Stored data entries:
Start of Block

PR #21336, opened 2025-12-26
fix(observability): fix issue on name and descirption limit

yjaaouane:
fixes: #MAOBS-158

## Description

Ticket Reference: #MAOBS-158

### DIFF
--- a/packages/manager/apps/observability/src/utils/schemas/description.schema.ts
+++ b/packages/manager/apps/observability/src/utils/schemas/description.schema.ts
@@ -6,5 +6,4 @@ export const createDescriptionSchema = (t: (key: string, options?: { value?: num
   z
     .string()
     .trim()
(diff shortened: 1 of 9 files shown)


packages/manager/apps/observability/src/utils/schemas/description.schema.ts
```diff
@@ -6,5 +6,4 @@ export const createDescriptionSchema = (t: (key: string, options?: { value?: num
   z
     .string()
     .trim()
-    .max(80, t(`${NAMESPACES.FORM}:error_max_chars`, { value: 80 }))
-    .optional();
+    .min(1, t(`${NAMESPACES.FORM}:required_field`));
```
MarcMonchablon, line 9: No 'max' limit for description ?

MarcMonchablon: Edit: I've checked the associated Jira, so no limit apparently.

PR #21339, opened 2025-12-29
test(ovh-shell): add mock for fetchConfiguration in shell test

anooparveti:
## Description

This Change fixes the flaky test in shell by mocking the fetchConfiguration call.

Ticket Reference: #MANAGER-20425    

## Additional Information

**Test case goal:** When user try to load a µ-app directly without Container (supposed to be loaded only in container), shell should redirect to container and then load the µ-app inside container.

**Steps involved:**
	1.	Get application registry with `/applications` BFF
	2.	Check if µ-app can/cannot be loaded outside of container.
	3.	If µ-app is not supposed be loaded outside container, replace the window.location.href to load the µ-app inside Container (Required URL is obtained from step 1)
	4.	Make a call to `/configuration` BFF and then initialise Environment using the fetchConfiguration utility provided by `@ovh-ux/manager-config` package.

In the above process, the flaky behaviour is occurred at step 4 but we can validate the required test scenario at step 3. So I am mocking the `fetchConfiguration` util from the package to avoid the trigger of flaky code.

### DIFF
--- a/packages/components/ovh-shell/src/client/shell-client.spec.ts
+++ b/packages/components/ovh-shell/src/client/shell-client.spec.ts
@@ -13,6 +13,17 @@ vi.stubGlobal('window', {
   location: { href: '' },
 });
 
+vi.mock('@ovh-ux/manager-config', async (importOriginal) => {
+  const original: any = await importOriginal();
+  return {
+    ...original,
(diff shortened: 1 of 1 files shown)


helabenkhalfallah (approved):
See together, approved !

PR #21367, opened 2025-12-30
Feat/pci kubernetes change condition 3az tapc 5311

ppprevost:
## Description

Ticket Reference: #TAPC-5311, #TAPC-5435

### DIFF
--- a/packages/manager/apps/pci-kubernetes/src/pages/new/New.page.tsx
+++ b/packages/manager/apps/pci-kubernetes/src/pages/new/New.page.tsx
@@ -26,11 +26,11 @@ import {
 import { ShellContext } from '@ovh-ux/manager-react-shell-client';
 
 import { useCreateKubernetesCluster } from '@/api/hooks/useKubernetes';
-import { isMonoDeploymentZone, isMultiDeploymentZones } from '@/helpers';
+import { isStandardPlan } from '@/helpers';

End of Block

- [WHAT TO WORK ON]:
The answer should be an exact copy of the data.

- [EXPECTED ANSWER]:
PR #21336, opened 2025-12-26
fix(observability): fix issue on name and descirption limit

yjaaouane:
fixes: #MAOBS-158

## Description

Ticket Reference: #MAOBS-158

### DIFF
--- a/packages/manager/apps/observability/src/utils/schemas/description.schema.ts
+++ b/packages/manager/apps/observability/src/utils/schemas/description.schema.ts
@@ -6,5 +6,4 @@ export const createDescriptionSchema = (t: (key: string, options?: { value?: num
   z
     .string()
     .trim()
(diff shortened: 1 of 9 files shown)


packages/manager/apps/observability/src/utils/schemas/description.schema.ts
```diff
@@ -6,5 +6,4 @@ export const createDescriptionSchema = (t: (key: string, options?: { value?: num
   z
     .string()
     .trim()
-    .max(80, t(`${NAMESPACES.FORM}:error_max_chars`, { value: 80 }))
-    .optional();
+    .min(1, t(`${NAMESPACES.FORM}:required_field`));
```
MarcMonchablon, line 9: No 'max' limit for description ?

MarcMonchablon: Edit: I've checked the associated Jira, so no limit apparently.

PR #21339, opened 2025-12-29
test(ovh-shell): add mock for fetchConfiguration in shell test

anooparveti:
## Description

This Change fixes the flaky test in shell by mocking the fetchConfiguration call.

Ticket Reference: #MANAGER-20425    

## Additional Information

**Test case goal:** When user try to load a µ-app directly without Container (supposed to be loaded only in container), shell should redirect to container and then load the µ-app inside container.

**Steps involved:**
	1.	Get application registry with `/applications` BFF
	2.	Check if µ-app can/cannot be loaded outside of container.
	3.	If µ-app is not supposed be loaded outside container, replace the window.location.href to load the µ-app inside Container (Required URL is obtained from step 1)
	4.	Make a call to `/configuration` BFF and then initialise Environment using the fetchConfiguration utility provided by `@ovh-ux/manager-config` package.

In the above process, the flaky behaviour is occurred at step 4 but we can validate the required test scenario at step 3. So I am mocking the `fetchConfiguration` util from the package to avoid the trigger of flaky code.

### DIFF
--- a/packages/components/ovh-shell/src/client/shell-client.spec.ts
+++ b/packages/components/ovh-shell/src/client/shell-client.spec.ts
@@ -13,6 +13,17 @@ vi.stubGlobal('window', {
   location: { href: '' },
 });
 
+vi.mock('@ovh-ux/manager-config', async (importOriginal) => {
+  const original: any = await importOriginal();
+  return {
+    ...original,
(diff shortened: 1 of 1 files shown)


helabenkhalfallah (approved):
See together, approved !

PR #21367, opened 2025-12-30
Feat/pci kubernetes change condition 3az tapc 5311

ppprevost:
## Description

Ticket Reference: #TAPC-5311, #TAPC-5435

### DIFF
--- a/packages/manager/apps/pci-kubernetes/src/pages/new/New.page.tsx
+++ b/packages/manager/apps/pci-kubernetes/src/pages/new/New.page.tsx
@@ -26,11 +26,11 @@ import {
 import { ShellContext } from '@ovh-ux/manager-react-shell-client';
 
 import { useCreateKubernetesCluster } from '@/api/hooks/useKubernetes';
-import { isMonoDeploymentZone, isMultiDeploymentZones } from '@/helpers';
+import { isStandardPlan } from '@/helpers';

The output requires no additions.